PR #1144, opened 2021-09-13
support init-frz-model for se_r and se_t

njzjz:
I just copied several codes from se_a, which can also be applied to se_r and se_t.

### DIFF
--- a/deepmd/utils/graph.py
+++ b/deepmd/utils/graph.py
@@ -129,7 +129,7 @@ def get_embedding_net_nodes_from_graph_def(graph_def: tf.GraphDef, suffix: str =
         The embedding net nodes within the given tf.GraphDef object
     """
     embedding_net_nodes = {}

...

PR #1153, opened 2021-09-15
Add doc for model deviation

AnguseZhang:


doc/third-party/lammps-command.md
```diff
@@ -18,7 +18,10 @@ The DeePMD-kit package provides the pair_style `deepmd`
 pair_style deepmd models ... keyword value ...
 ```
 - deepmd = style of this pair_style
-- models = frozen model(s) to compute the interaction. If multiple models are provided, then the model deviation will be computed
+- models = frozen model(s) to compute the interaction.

Work request: Only the lines above from the one with "PR #1144, opened 2021-09-13" up to and including the one with "-129,7 +129,7 @@" should be repeated, exactly as written.

Response to the task:
PR #1144, opened 2021-09-13
support init-frz-model for se_r and se_t

njzjz:
I just copied several codes from se_a, which can also be applied to se_r and se_t.

### DIFF
--- a/deepmd/utils/graph.py
+++ b/deepmd/utils/graph.py
@@ -129,7 +129,7 @@ def get_embedding_net_nodes_from_graph_def(graph_def: tf.GraphDef, suffix: str =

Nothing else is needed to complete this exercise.